__PROBLEM__
Set down every record below exactly as written.
Top of EXERCISE MATERIAL
PR #1103, opened 2017-05-26
Fixes/enhancements to regions plugin.

agamemnus:
I'm modifying this for my own use and thought it could use a few additions and enhancements. More to come.

1] Fix for cursor fighting when dragging.
Previously, default cursor sometimes fought with dragging cursor, resulting in flickering cursors. The main issue here is that there is a cursor assigned to each region and there's no overall action state. This is actually a fairly complex problem. More work will be required to handle extreme edge cases. (although, it is already better than current code in that respect)

2] New events. `region-resized-start` and `region-resized-end`:
These will trigger when the region start or end is resized.

3a] New options. `resizeStart` and `resizeEnd`:
These determine whether the resize start and resize end control is created. (Sometimes, you might not want both)

3b] More new options: `cssResizeStyle`, `cssResizeStartClass`, `cssResizeEndClass`.
Optional parameters to change the default style of the resize controls. `cssResizeStyle` will overwrite the default style added to each resize control. `cssResizeStartClass` and `cssResizeEndClass` will add classes to the start/end controls.

4] Still more new options: `showTitle`.
Optional parameter `showTitle`. Default is true. If false, title will not be shown.


agamemnus:
This is a real hassle. Is there a way to just have it auto-format?

katspaugh:
Those are all good changes and useful options. Could you maybe add all of the changes to the `next` branch? We would like to make it the new master it in June.

Also, the code style is off in some places: inline objects need spacing inside, the `void` in unnecessary. I thought we had linting for this 🤔

agamemnus:
Is there a tool I can use to convert the code using those options? Using
this code style is a huge hassle.

agamemnus:
Well, it's not even particular to this code style. Just in general. Idk. I
know there's prettydiff but that doesn't do all the things in the styling
requirements that you need...

katspaugh:
`eslint --fix` should be able to auto-fix the code style.

agamemnus:
It does not work without a void, or I am guessing an extra pair of parentheses.

I made a few more changes:
* Instead of duplicating the fireEvent calls, I created a fireEventPropagate function. But then there are issues: what about `remove`+`region-removed`, and `update`+`region-updated`? It's not really consistent as the click event firings (dubious usefulness..) don't have that kind of structure -- it's the same for both the wavesurfer and region object.

* Optimized `onDrag` and `onResize` code.
* The update function will now only call the updateRender function if something actually changed.

agamemnus:
P.S.: Once I am done working on this... pretty close now... I'll make the changes in the other branch.

The only question now is the events. They are not backward-compatible since I changed a few of them from past-tense to present in order to standardize everything.

katspaugh:
I think we can change the names in the next branch, since the plugin init code has changed anyway.

agamemnus:
Great. Thanks. I think the edits are pretty much done now. I just added a mechanism to prevent the seek cursor from moving if the mouse is released. I also split up drag into dragstart and drag (after the cursor has moved) for future-proofing...

katspaugh:
Thanks! I'll need to check and test it, will get back to you.

agamemnus:
Sorry -- one more change.

agamemnus:
Actually, a few errors with the latest change, but I am falling asleep... tomorrow.

agamemnus:
@katspaugh: Another idea on the events:
A slider function I made has the parameter that states whether the update is final (i.e.: user does mouseup, etc.) as the last parameter.

agamemnus:
Duration of a clip? Timestamp?

???

@katspaugh : ok. So I dunno what is up with all these extra files. But anyway, I have a new file right here:

https://github.com/agamemnus/wavesurfer.js/blob/master/plugin/wavesurfer.regions.js

(There are quite a lot of changes. It's much improved... one thing I did recently was replace the multiple document mouseup/mousedown event listeners in favor of a single unified listener.)

agamemnus:
I have once more updated my code at:

https://github.com/agamemnus/wavesurfer.js/blob/master/plugin/wavesurfer.regions.js

Bueller!

agamemnus:
Closing as too many things have changed.

Moving this to https://github.com/katspaugh/wavesurfer.js/pull/1211.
Bottom of EXERCISE MATERIAL
__EXPECTED OUTPUT__
PR #1103, opened 2017-05-26
Fixes/enhancements to regions plugin.

agamemnus:
I'm modifying this for my own use and thought it could use a few additions and enhancements. More to come.

1] Fix for cursor fighting when dragging.
Previously, default cursor sometimes fought with dragging cursor, resulting in flickering cursors. The main issue here is that there is a cursor assigned to each region and there's no overall action state. This is actually a fairly complex problem. More work will be required to handle extreme edge cases. (although, it is already better than current code in that respect)

2] New events. `region-resized-start` and `region-resized-end`:
These will trigger when the region start or end is resized.

3a] New options. `resizeStart` and `resizeEnd`:
These determine whether the resize start and resize end control is created. (Sometimes, you might not want both)

3b] More new options: `cssResizeStyle`, `cssResizeStartClass`, `cssResizeEndClass`.
Optional parameters to change the default style of the resize controls. `cssResizeStyle` will overwrite the default style added to each resize control. `cssResizeStartClass` and `cssResizeEndClass` will add classes to the start/end controls.

4] Still more new options: `showTitle`.
Optional parameter `showTitle`. Default is true. If false, title will not be shown.


agamemnus:
This is a real hassle. Is there a way to just have it auto-format?

katspaugh:
Those are all good changes and useful options. Could you maybe add all of the changes to the `next` branch? We would like to make it the new master it in June.

Also, the code style is off in some places: inline objects need spacing inside, the `void` in unnecessary. I thought we had linting for this 🤔

agamemnus:
Is there a tool I can use to convert the code using those options? Using
this code style is a huge hassle.

agamemnus:
Well, it's not even particular to this code style. Just in general. Idk. I
know there's prettydiff but that doesn't do all the things in the styling
requirements that you need...

katspaugh:
`eslint --fix` should be able to auto-fix the code style.

agamemnus:
It does not work without a void, or I am guessing an extra pair of parentheses.

I made a few more changes:
* Instead of duplicating the fireEvent calls, I created a fireEventPropagate function. But then there are issues: what about `remove`+`region-removed`, and `update`+`region-updated`? It's not really consistent as the click event firings (dubious usefulness..) don't have that kind of structure -- it's the same for both the wavesurfer and region object.

* Optimized `onDrag` and `onResize` code.
* The update function will now only call the updateRender function if something actually changed.

agamemnus:
P.S.: Once I am done working on this... pretty close now... I'll make the changes in the other branch.

The only question now is the events. They are not backward-compatible since I changed a few of them from past-tense to present in order to standardize everything.

katspaugh:
I think we can change the names in the next branch, since the plugin init code has changed anyway.

agamemnus:
Great. Thanks. I think the edits are pretty much done now. I just added a mechanism to prevent the seek cursor from moving if the mouse is released. I also split up drag into dragstart and drag (after the cursor has moved) for future-proofing...

katspaugh:
Thanks! I'll need to check and test it, will get back to you.

agamemnus:
Sorry -- one more change.

agamemnus:
Actually, a few errors with the latest change, but I am falling asleep... tomorrow.

agamemnus:
@katspaugh: Another idea on the events:
A slider function I made has the parameter that states whether the update is final (i.e.: user does mouseup, etc.) as the last parameter.

agamemnus:
Duration of a clip? Timestamp?

???

@katspaugh : ok. So I dunno what is up with all these extra files. But anyway, I have a new file right here:

https://github.com/agamemnus/wavesurfer.js/blob/master/plugin/wavesurfer.regions.js

(There are quite a lot of changes. It's much improved... one thing I did recently was replace the multiple document mouseup/mousedown event listeners in favor of a single unified listener.)

agamemnus:
I have once more updated my code at:

https://github.com/agamemnus/wavesurfer.js/blob/master/plugin/wavesurfer.regions.js

Bueller!

agamemnus:
Closing as too many things have changed.

Moving this to https://github.com/katspaugh/wavesurfer.js/pull/1211.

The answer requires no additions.